Post-Processing and Preview Generation of Payload#
After a client updates the payload of a file, it undergoes post-processing. Currently, this includes the following:
- Remove old thumbnails if any exist
- Scan the payload to determine the mime-type
- Attempt to create a BlurHash value
- Attempt to calculate an aspect ratio value
- Attempt to create thumbnail images
Post-processing is triggered after the payload has been uploaded successfully by the client. Spaces considers the following scenarios a successful upload:
- The upload ended successfully and size of payload matches
intendedSize
of metadata. - Deprecated: The upload ended successfully and
intendedSize == 0
. This logic exists to support legacy clients which do not useintendedSize
.
Post-processing of payload is executed asynchronously in the background. Its completion is indicated by a new FILE_UPDATED change event, which is announced as a SPACE_ACTIVITY
event over the event feed.
In addition to post-processing, Spaces Backend supports on-demand file-preview generation that returns a JPEG from almost any type of file. See Preview generation.
Mime-type detection#
While the client provides a mime-type during metadata creation, this is verified after the payload has been updated. The database is then updated with the calculated mime-type.
Mime-type detection is based on Apache Tika.
Blurhash#
Once the mime-type is detected, the post-processing will attempt to find a Previewer
-service that promises support for the specific mime-type. If one is found, the Previewer
-service will attempt to extract a scaled-down image of the payload. Depending on the type of payload, this may include
- Extract a frame from a video,
- Create an image of the first page of a PDF,
- Render plain text into an image,
- Decode and scale down an image file, etc.
If an image can be extracted, a blurhash-value will be calculated and persisted in the metadata of the object.
If no previewer is available, or an image could not be extracted, the blurhash is null
.
Blurhashes can be used to generate pseudo-images prior to loading an actual image. The pseudo-images represent a strongly blurred version of the actual image.
Aspect ratio#
The aspect ratio of an image can be used to scale up or down the preview of a selected object (image, text document, etc). In the context, it is represented by width divided by height and is saved as a decimal number for maximum precision.
Thumbnail generation#
If a scaled down image was extracted from the payload, it will then be scaled down much further into the following sizes:
- 200x200 pixels
- 100x100 pixels
- 50x50 pixels
The thumbnails are encoded into JPEG and persisted into the database. These thumbnails can be retrieved via the API.
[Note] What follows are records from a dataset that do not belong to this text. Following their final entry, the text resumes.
PR #3269, opened 2024-12-11
feat: Basic functions implementation

sfc-gh-asawicki:
Prepare most of the java resource implementation:
- add common drop method (also to procedures)
- fix parameters schema and add mapping (also for procedures)
- fix parameter handling
- handle parameters and test
- handle arguments, return type, runtime version, imports, target path, language
- add default values to arguments
- improve function details with mapping logic (for easier use in resource)
- add a bunch of common functions to handle this family of resources
- handle basic rename
- add TABLE data type (needs logic and tests)
- handle external language change
- test no arguments
- regenerate model builders and the docs
- rename a few attributes
- change requirements for some fields

Next PRs:
- TABLE function improvements and tests
- handle secrets, external access integrations, packages, return not null, and comments
- Add a similar PR for java procedure (reuse what we can)
- Add PR with all other function types
- datasources

### DIFF
--- a/pkg/acceptance/helpers/ids_generator.go
+++ b/pkg/acceptance/helpers/ids_generator.go
@@ -4,7 +4,9 @@ import (
 	"strings"
 
 	"github.com/Snowflake-Labs/terraform-provider-snowflake/pkg/acceptance/helpers/random"
+	"github.com/Snowflake-Labs/terraform-provider-snowflake/pkg/internal/collections"
 	"github.com/Snowflake-Labs/terraform-provider-snowflake/pkg/sdk"
+	"github.com/Snowflake-Labs/terraform-provider-snowflake/pkg/sdk/datatypes"
 )
 
 type IdsGenerator struct {
@@ -97,12 +99,22 @@ func (c *IdsGenerator) NewSchemaObjectIdentifierWithArguments(name string, argum
 	return sdk.NewSchemaObjectIdentifierWithArguments(c.SchemaId().DatabaseName(), c.SchemaId().Name(), name, arguments...)
 }
 
+func (c *IdsGenerator) NewSchemaObjectIdentifierWithArgumentsNewDataTypes(name string, arguments ...datatypes.DataType) sdk.SchemaObjectIdentifierWithArguments {
+	legacyDataTypes := collections.Map(arguments, func(dt datatypes.DataType) sdk.DataType { return sdk.LegacyDataTypeFrom(dt) })
+	return sdk.NewSchemaObjectIdentifierWithArguments(c.SchemaId().DatabaseName(), c.SchemaId().Name(), name, legacyDataTypes...)
+}
+
 func (c *IdsGenerator) NewSchemaObjectIdentifierWithArgumentsInSchema(name string, schemaId sdk.DatabaseObjectIdentifier, argumentDataTypes ...sdk.DataType) sdk.SchemaObjectIdentifierWithArguments {
 	return sdk.NewSchemaObjectIdentifierWithArgumentsInSchema(schemaId, name, argumentDataTypes...)
 }
 
 func (c *IdsGenerator) RandomSchemaObjectIdentifierWithArguments(arguments ...sdk.DataType) sdk.SchemaObjectIdentifierWithArguments {
 	return sdk.NewSchemaObjectIdentifierWithArguments(c.SchemaId().DatabaseName(), c.SchemaId().Name(), c.Alpha(), arguments...)
+}
+
+func (c *IdsGenerator) RandomSchemaObjectIdentifierWithArgumentsNewDataTypes(arguments ...datatypes.DataType) sdk.SchemaObjectIdentifierWithArguments {
+	legacyDataTypes := collections.Map(arguments, func(dt datatypes.DataType) sdk.DataType { return sdk.LegacyDataTypeFrom(dt) })
+	return sdk.NewSchemaObjectIdentifierWithArguments(c.SchemaId().DatabaseName(), c.SchemaId().Name(), c.Alpha(), legacyDataTypes...)
 }
 
 func (c *IdsGenerator) Alpha() string {
--- a/pkg/acceptance/helpers/ids_generator.go
+++ b/pkg/acceptance/helpers/ids_generator.go
@@ -100,7 +100,7 @@ func (c *IdsGenerator) NewSchemaObjectIdentifierWithArguments(name string, argum
 }
 
 func (c *IdsGenerator) NewSchemaObjectIdentifierWithArgumentsNewDataTypes(name string, arguments ...datatypes.DataType) sdk.SchemaObjectIdentifierWithArguments {
-	legacyDataTypes := collections.Map(arguments, func(dt datatypes.DataType) sdk.DataType { return sdk.LegacyDataTypeFrom(dt) })
+	legacyDataTypes := collections.Map(arguments, sdk.LegacyDataTypeFrom)
 	return sdk.NewSchemaObjectIdentifierWithArguments(c.SchemaId().DatabaseName(), c.SchemaId().Name(), name, legacyDataTypes...)
 }
 
@@ -113,7 +113,7 @@ func (c *IdsGenerator) RandomSchemaObjectIdentifierWithArguments(arguments ...sd
 }
 
 func (c *IdsGenerator) RandomSchemaObjectIdentifierWithArgumentsNewDataTypes(arguments ...datatypes.DataType) sdk.SchemaObjectIdentifierWithArguments {
-	legacyDataTypes := collections.Map(arguments, func(dt datatypes.DataType) sdk.DataType { return sdk.LegacyDataTypeFrom(dt) })
+	legacyDataTypes := collections.Map(arguments, sdk.LegacyDataTypeFrom)
 	return sdk.NewSchemaObjectIdentifierWithArguments(c.SchemaId().DatabaseName(), c.SchemaId().Name(), c.Alpha(), legacyDataTypes...)
 }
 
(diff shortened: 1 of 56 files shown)


pkg/sdk/functions_ext.go
```diff
@@ -69,9 +92,135 @@ func functionDetailsFromRows(rows []FunctionDetail) (*FunctionDetails, error) {
...
+	if args, err := parseFunctionOrProcedureSignature(v.Signature); err != nil {
+		errs = append(errs, err)
+	} else {
+		v.NormalizedArguments = args
+	}
+
 	return v, errors.Join(errs...)
 }
 
+func parseFunctionDetailsImport(details FunctionDetails) ([]NormalizedPath, error) {
```
sfc-gh-jcieslak, line 129: nit: I believe this could be simplified with `sdk.ParseCommaSeparatedStringArray` + `collections.MapErr` combo

sfc-gh-jcieslak: also `parseFunctionOrProcedureSignature` (but with different cutset), but let's leave those as they are

pkg/sdk/functions_ext.go
```diff
@@ -69,9 +92,135 @@ func functionDetailsFromRows(rows []FunctionDetail) (*FunctionDetails, error) {
...
+// TODO [SNOW-1850370]: test with strange arg names (first integration test)
+func parseFunctionOrProcedureArgument(arg string) (*NormalizedArgument, error) {
+	log.Printf("[DEBUG] parsing argument: %s", arg)
+	trimmed := strings.TrimSpace(arg)
+	idx := strings.Index(trimmed, " ")
+	if idx < 0 {
+		return nil, fmt.Errorf("arg %s cannot be split into arg name, data type, and default", arg)
+	}
+	argName := trimmed[:idx]
+	rest := strings.TrimSpace(trimmed[idx:])
```
sfc-gh-jcieslak, line 216: 🤔  isn't `DEFAULT` as part of signature (after data type)?

pkg/resources/function_java_acceptance_test.go
```diff
@@ -0,0 +1,435 @@
...
+						HasTargetPathEmpty().
+						HasNoRuntimeVersion().
+						HasFunctionDefinitionString(definition).
+						HasFunctionLanguageString("JAVA").
+						HasFullyQualifiedNameString(id.FullyQualifiedName()),
+					resourceshowoutputassert.FunctionShowOutput(t, functionModel.ResourceReference()).
+						HasIsSecure(false),
+					assert.Check(resource.TestCheckResourceAttr(functionModel.ResourceReference(), "arguments.0.arg_name", argName)),
+					assert.Check(resource.TestCheckResourceAttr(functionModel.ResourceReference(), "arguments.0.arg_data_type", dataType.ToSql())),
+					assert.Check(resource.TestCheckResourceAttr(functionModel.ResourceReference(), "arguments.0.arg_default_value", "")),
```
sfc-gh-jcieslak, line 77: maybe assert all show_output fields once since it is (or not, don't remember) used to detect changes in some of the fields.

pkg/resources/function_commons.go
```diff
@@ -308,15 +340,28 @@ func functionBaseSchema() map[string]schema.Schema {
 			},
 			Description: "Assigns the names of [secrets](https://docs.snowflake.com/en/sql-reference/sql/create-secret) to variables so that you can use the variables to reference the secrets when retrieving information from secrets in handler code. Secrets you specify here must be allowed by the [external access integration](https://docs.snowflake.com/en/sql-reference/sql/create-external-access-integration) specified as a value of this CREATE FUNCTION command’s EXTERNAL_ACCESS_INTEGRATIONS parameter.",
 		},
-		// TODO [SNOW-1348103]: because of https://docs.snowflake.com/en/sql-reference/sql/create-function#id6, maybe it will be better to split into stage + path
 		"target_path": {
-			Type:     schema.TypeString,
+			Type:     schema.TypeSet,
```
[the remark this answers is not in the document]
sfc-gh-asawicki: For now, the tests passed with setting it as set, it won't be a breaking change if we'll decide to change the type later (schema will stay the same for the user), so I will leave it as is and pray :D

pkg/resources/function_commons.go
```diff
@@ -338,9 +383,203 @@ func functionBaseSchema() map[string]schema.Schema {
...
+	functionDetails    *sdk.FunctionDetails
+	functionParameters []*sdk.Parameter
+}
+
+func readFunctionArgumentsCommon(d *schema.ResourceData, args []sdk.NormalizedArgument) error {
+	if len(args) == 0 {
+		// TODO [SNOW-1348103]: handle empty list
+		return nil
+	}
+	if currentArgs, ok := d.Get("arguments").([]map[string]any); !ok {
```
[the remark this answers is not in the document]
sfc-gh-asawicki: Yes: the default values which are not returned by SF. Had no other idea than just to update what we have - leaving the defaults unchanged. I will add a comment about it.

pkg/resources/function_commons.go
```diff
@@ -338,9 +383,203 @@ func functionBaseSchema() map[string]schema.Schema {
...
+		return d.Set("arguments", currentArgs)
+	}
+}
+
+func readFunctionImportsCommon(d *schema.ResourceData, imports []sdk.NormalizedPath) error {
+	if len(imports) == 0 {
+		// don't do anything if imports not present
+		return nil
+	}
+	imps := make([]map[string]any, len(imports))
```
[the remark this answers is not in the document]
sfc-gh-asawicki: Done

pkg/resources/function_java.go
```diff
@@ -36,17 +47,155 @@ func FunctionJava() *schema.Resource {
...
+		stringAttributeCreateBuilder(d, "function_definition", request.WithFunctionDefinitionWrapped),
+	)
+	if errs != nil {
+		return diag.FromErr(errs)
+	}
+
+	if err := client.Functions.CreateForJava(ctx, request); err != nil {
+		return diag.FromErr(err)
+	}
+	d.SetId(helpers.EncodeResourceIdentifier(id))
```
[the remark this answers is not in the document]
sfc-gh-asawicki: Yes, I don't think we'll change what's saved here because this is the form used in all the CREATE/ALTER/DESCRIBE/SHOW methods.

pkg/sdk/functions_ext.go
sfc-gh-asawicki: They both could, I will leave a TODO about trying to merge with the existing helpers - I was anticipating here a bit different logic, that's why initially I have used a new one.

pkg/sdk/functions_ext.go
sfc-gh-asawicki: It's not, check `create function for Java - default argument value` - it's part of the SHOW (arguments) but not a part of DESCRIBE's signature. Still: it does not provide a value, so the only thing we can do in the future is to use this DEFAULT from SHOW to discover external changes in adding/removing the DEFAULT overall.

pkg/resources/function_java_acceptance_test.go
sfc-gh-asawicki: I will; here I wanted to check the arguments behavior quickly (for the sake of this logic for defaults).

pkg/sdk/functions_ext.go
sfc-gh-jcieslak: Kk I was just wondering what we are parsing here, if the input is coming from describe's signature then it's fine. I was just wondering if `strings.TrimSpace(trimmed[idx:])` could possibly encounter something more than just data type.

sfc-gh-jcieslak (approved):

pkg/sdk/functions_ext.go
```diff
@@ -69,9 +92,136 @@ func functionDetailsFromRows(rows []FunctionDetail) (*FunctionDetails, error) {
...
+	return functionDetailsImports, nil
+}
+
+func parseStageLocationPath(location string) (*NormalizedPath, error) {
+	log.Printf("[DEBUG] parsing stage location path part: %s", location)
+	idx := strings.Index(location, "/")
+	if idx < 0 {
+		return nil, fmt.Errorf("part %s cannot be split into stage and path", location)
+	}
+	stageRaw := strings.TrimPrefix(strings.TrimSpace(location[:idx]), "@")
```
sfc-gh-jmichalak, line 156: What about stages with `/` in their name? If they're not supported, let's mention it in the docs.

pkg/resources/function_commons.go
```diff
@@ -214,6 +230,11 @@ func functionBaseSchema() map[string]schema.Schema {
 						DiffSuppressFunc: DiffSuppressDataTypes,
 						Description:      "The argument type.",
 					},
+					"arg_default_value": {
```
sfc-gh-jmichalak, line 233: I think we could drop `arg_` prefix, in other fields as well, wdyt?

sfc-gh-jmichalak (approved):

pkg/resources/function_commons.go
sfc-gh-asawicki: Yes, I will do it.

pkg/acceptance/helpers/ids_generator.go
```diff
@@ -105,6 +112,11 @@ func (c *IdsGenerator) RandomSchemaObjectIdentifierWithArguments(arguments ...sd
 	return sdk.NewSchemaObjectIdentifierWithArguments(c.SchemaId().DatabaseName(), c.SchemaId().Name(), c.Alpha(), arguments...)
 }
 
+func (c *IdsGenerator) RandomSchemaObjectIdentifierWithArgumentsNewDataTypes(arguments ...datatypes.DataType) sdk.SchemaObjectIdentifierWithArguments {
```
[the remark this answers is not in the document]
sfc-gh-asawicki: Noted

PR #3307, opened 2024-12-19
chore: Generate marshal json for each model

sfc-gh-asawicki:
- generate marshal and `depends_on` for each resource and data source model
- replace deprecated `FromModel` with the new one utilizing the aforementioned marshaling
- fix test with explicit empty list (and add it to special variables)
- fix tests with explicit null value (and add it to special variables)
- generalize multiline handling and test it
- use multiline strings for definitions in functions and procedures config builders
- simplify function and procedure definitions
- format whitespace in function and procedure definitions

For the next PRs (added to the issue):
- current config building for functions/procedures (especially definitions) is complex:
  - definition is build using multiline golang strong and sprintf
  - whitespace is formatted
  - this is added in the config builder wrapped in special multiline marker
  - hcl-compatible json is generated
  - json converted to hcl
  - hcl formatted using custom formatters
This should be refined and made simpler (e.g. newline replacement, encoding problems, etc.)

- marking in config builders generators which fields should be handled as multiline by default (because now e.g. SQL function requires the definition, so it's generated in basic builder as a string input, and not the multiline one; because of that it has to be added again with `WithFunctionDefinitionValue(...)` which is confusing)


pkg/acceptance/bettertestspoc/config/model/procedure_sql_model_ext.go
```diff
@@ -1,32 +1,21 @@
...
-}
-
 func ProcedureSqlBasicInline(
 	resourceName string,
 	id sdk.SchemaObjectIdentifierWithArguments,
 	returnType datatypes.DataType,
 	procedureDefinition string,
 ) *ProcedureSqlModel {
-	return ProcedureSql(resourceName, id.DatabaseName(), id.Name(), procedureDefinition, returnType.ToSql(), id.SchemaName())
+	return ProcedureSql(resourceName, id.DatabaseName(), id.Name(), procedureDefinition, returnType.ToSql(), id.SchemaName()).
```
sfc-gh-jmichalak, line 17: Same here.

pkg/acceptance/bettertestspoc/config/config_test.go
```diff
@@ -35,6 +35,9 @@ resource "snowflake_share" "test" {
 				Item{IntField: 2, StringField: "second item"},
 			).
 			WithSingleObject("one", 2).
+			WithTextFieldExplicitNull().
+			WithListFieldEmpty().
+			WithMultilineField("some\nmultiline\ncontent").
```
sfc-gh-jmichalak, line 40: Nit: test the behavior of `\t`.

sfc-gh-jmichalak (approved):

pkg/acceptance/bettertestspoc/config/model/procedure_javascript_model_ext.go
```diff
@@ -1,32 +1,21 @@
...
-}
-
 func ProcedureJavascriptBasicInline(
 	resourceName string,
 	id sdk.SchemaObjectIdentifierWithArguments,
 	returnType datatypes.DataType,
 	procedureDefinition string,
 ) *ProcedureJavascriptModel {
-	return ProcedureJavascript(resourceName, id.DatabaseName(), id.Name(), procedureDefinition, returnType.ToSql(), id.SchemaName())
+	return ProcedureJavascript(resourceName, id.DatabaseName(), id.Name(), procedureDefinition, returnType.ToSql(), id.SchemaName()).
```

If no previewer is available, or an image could not be extracted, no thumbnails exist.
Preview generation#
Generating on-demand previews for files depends on an external service that we call the preview service. The preview service is a tiny Python HTTP webservice that is designed to solely serve preview requests and offload such functionality off of Spaces Backend. It uses operating system tools to generate previews for different types of files. This is an important requirement in terms of performance during preview generation.
The preview service supports a large range of different mimetypes and has features like creating preview for specific pages when it comes to multi-page document files and specifying the maximum dimensions for the generated preview. This is useful for clients that want to create previews depending on certain device dimensions.
NOTE: Please keep in mind that the service maintains the aspect ratio of the created preview images.
Limitations#
- Fetching a thumbnail that does not exist results in a
HTTP 404
. It is not possible to determine from that if post-processing is not yet finished, or if the payload is not supported and therefore no thumbnail will ever exist. - Generating a preview for a specific frame in a video is currently not supported. Previews for videos are always an image of the first frame.
- Generating a preview for very large files could time out due to the fact that preview generation takes place in a different service. Future improvements could allow the preview generation to be event-based instead of blocking or saving a very big thumbnail during the post-processing step and down-scaling to the requested dimensions later.